Collected data:
========================================
PR #1463, opened 2020-11-12
API client changes: click removed from cli_input and adding aggregation into stories fixed.

kiddinn:
This PR makes few changes to the API client.

1. `click` is no longer used in the cli_input. This caused some issues when running on docker in jupyter notebooks.
2. Added typing into cli_input, config and story.
3. The `get_client` option in config now supports changing already existing config options.
4. Added hints for configuration parameters.
5. Fixed a bug when adding aggregations to stories.

### DIFF
--- a/api_client/python/timesketch_api_client/aggregation.py
+++ b/api_client/python/timesketch_api_client/aggregation.py
@@ -12,8 +12,7 @@
 # See the License for the specific language governing permissions and
 # limitations under the License.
========================================
▸ **Task goal**: Write out all the records above again, exactly as they stand.

▸ **Result for this task**:
PR #1463, opened 2020-11-12
API client changes: click removed from cli_input and adding aggregation into stories fixed.

kiddinn:
This PR makes few changes to the API client.

1. `click` is no longer used in the cli_input. This caused some issues when running on docker in jupyter notebooks.
2. Added typing into cli_input, config and story.
3. The `get_client` option in config now supports changing already existing config options.
4. Added hints for configuration parameters.
5. Fixed a bug when adding aggregations to stories.

### DIFF
--- a/api_client/python/timesketch_api_client/aggregation.py
+++ b/api_client/python/timesketch_api_client/aggregation.py
@@ -12,8 +12,7 @@
 # See the License for the specific language governing permissions and
 # limitations under the License.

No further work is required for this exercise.